By Tim Husson, PhD and Olivia Wang, PhD
Last year, Poway Unified School District had a problem. A decade earlier, it had started a program to modernize its aging schools. In 2008, voters had approved additional funding for the project under the condition that the school board could not raise taxes further. Unfortunately, by 2011, the project needed an additional $105 million to complete. But because they could not raise taxes, they could not issue the kind of tax-backed bonds (called general obligation bonds) that usually fund large municipal expenditures.
The District's solution was to borrow the $105 million through a capital appreciation bond. Under the terms of the bond, the District would defer interest payments for 20 years (ostensibly avoiding any need for tax increases), and pay the remaining amount over the next 20. While this approach did indeed solve their immediate funding needs, it saddled future school boards with over $877 million in interest payments. Needless to say, many are outraged.
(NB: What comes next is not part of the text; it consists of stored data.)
PR #314, opened 2025-01-11
implemented touch support for dragging shelf and revised mouse implem…

vushu:
Added touch support for dragging shelf and revised the mouse dragging code.


src/app/shared/components/draggable-shelf/draggable-shelf.component.ts
```diff
@@ -14,13 +17,10 @@ interface PositionData {
...
   public isCollapsed: boolean = false
   public heightInPixels: number = 0
-  public verticalDragPositionFromDragHandleBottomInPixels?: number
 
   protected readonly Icon = Icon
   protected readonly IconSize = IconSize
-
-  @ViewChild('dragHandle')
-  private readonly dragHandleElement: ElementRef<HTMLDivElement>
+  private _currentState: DragState = DragState.END_DRAGGING
```
LindvedKrvang: We like to be explicit in our naming of variables, methods etc. Ideally, it should be possible to look at a name and then know what the variable is for. 

`state` is a very broad term and can be used to reference a lot of different things. So the name `currentState` leaves a broad interpretation. What's stopping me from storing the current height of the shelf in the `currentState` variable?

The quickfix here would be to rename the variable to `currentDragState`. But looking at your implementation, it looks like you are simply interested in knowing whether you are dragging or not. So you could suffice with something like: `private isDraggingShelf: boolen = false`.

Minor thing: We don't prefix our variables with underscores.

src/app/shared/components/draggable-shelf/draggable-shelf.component.ts
```diff
@@ -55,24 +55,40 @@ export class DraggableShelfComponent implements OnInit {
...
-    window.addEventListener(
-      'mouseup',
-      () => {
-        this.verticalDragPositionFromDragHandleBottomInPixels = undefined
-        window.removeEventListener('mousemove', onDragMove)
-        this.storePositionData()
-      },
-      { once: true }
-    )
+  }
```
LindvedKrvang: `onMouseDragMove()` and `onTouchDragMove()` has the exact same implementation.
To help future maintenance developers (and reduce the risk of only changing one of the two places when a change is needed) you should extract the implementation into a seperate function:
```
public onMouseDragMove(event: MouseEvent): void {
  this.dragShelf(event.clientY)
}

private dragShelf(positionToDragTo: number): void {
  if (this._currentState !== DragState.START_DRAGGING) {
    return
  }
  this.heightInPixels = Math.max(0, window.innerHeight - positionToDragTo)
}

public onTouchDragMove(event: TouchEvent): void {
  this.dragShelf(event.touches[0].clientY)
}
```

src/app/shared/components/draggable-shelf/draggable-shelf.component.ts
```diff
@@ -1,11 +1,14 @@
...
 
 interface PositionData {
   heightInPixels: number
   isCollapsed: boolean
 }
-
+enum DragState {
+  START_DRAGGING,
+  END_DRAGGING,
+}
```
LindvedKrvang: There is something in the naming here that is bugs me a little bit.

I think it's because the name of the Enum has the word `state` in it, while the entries of the Enum is named as verbs instead of nouns.

The state is either "being dragged" or "not being dragged". If the state is "start dragging", then we are continuously starting to drag, but the start of the drag only happens once. (Same for "end dragging".)

As mentioned in another comment: It looks like all you need here is a boolean to tell you whether you are dragging or not :)

LindvedKrvang (approved):
Not bad :) 

The comments are of the minor nature. I would however, still like for us to have a brief talk about them.

RasmusAlbrektsen (commented):
I agree with the comments made by @LindvedKrvang, and would like to see those fixed before a merge. However, this looks very good! 

I'm refraining from an approve at this moment since i think we should keep this PR up and use it to make a build, try out the deploy process and then test it in the staging environment. :-)

RasmusAlbrektsen (approved):

PR #317, opened 2025-01-17
SOF-2386  Configure Action input

LindvedKrvang:
Able to configure a Button input with a Color and an Action.

In this PR:
- Able to select a color for a regular Button input.
- Able to select an Action for a regular Button input.
- Able to select ActionArguments for an Action requiring arguments.
- Filtrering away InputConfiguration that does not have a "command" when saving, so the backend doesn't throw a 400.
- Introduce types for SYSTEM_ACTIONS being provided from the backend.
- Minor tweaks to the SofieNumberInput to reflect changes as they are updated and not just on focus lost.
- The save button tooltip now displays a more descriptive message when there are invalid inputs.
- Added translations


vushu (approved):
Looks fine to me.

src/app/settings/panel-settings/services/panel-form.service.ts
```diff
@@ -1,13 +1,23 @@
...
 import { PanelLayoutConfiguration } from '../models/panel-layout-configuration'
-import { PanelCommand, PanelCommandType, PanelInputConfiguration, PanelInputType } from '../models/panel-input-configuration'
+import { KeyEvent, PanelCommand, PanelCommandType, PanelInputConfiguration, PanelInputType } from '../models/panel-input-configuration'
+
+interface AbstractControlWithId {
+  id: string
+  control: AbstractControl
+}
+
+const ERROR_MESSAGE_SEPARATOR: string = '; '
```
RasmusAlbrektsen, line 11: Just making sure, is it on purpose that there's a space after the `;` here?

RasmusAlbrektsen (approved):

src/app/settings/panel-settings/services/panel-form.service.ts
LindvedKrvang: It is :)

PR #323, opened 2025-01-24
Fixed shelf stuck problem and simplified further

vushu:
- Fixed the issue with the shelf getting stuck to the mouse,

-  Also fixed another issue where collapsing didn't work.

- I have added a timeout to diffentiate between draggging and double clicking which is used for collapsing the shelf.

I discovered that pointerup, pointermove, pointerdown, also supports touch events, which enabled me to remove the previous touch event logic.


LindvedKrvang (approved):

RasmusAlbrektsen (commented):
I'm not able to make this work when i emulate and use touch events through Chrome, does it work for you? 

Edit: I had messed up my settings, i got it to work once i figured it out :-D Sorry for the confusion!

RasmusAlbrektsen (approved):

This deal highlights an endemic problem in municipal finance. Many school boards, county officials, city governments, and other community leaders are under intense budgetary pressure, and often have an incentive to fund current projects by placing massive liabilities on future generations. In addition, many of these local officials are not sophisticated enough to recognize predatory lending practices or unsound investment strategies.
At SLCG, we have seen numerous instances of excessively risky or expensive financing options sold to community leaders across the country. Powey Unified is not the only school district to have incurred such massive liabilities--in fact, it may not be the only school district in San Diego to have done so. Unfortunately, municipal authorities often have insufficient expertise to manage the large budgets for which they are responsible.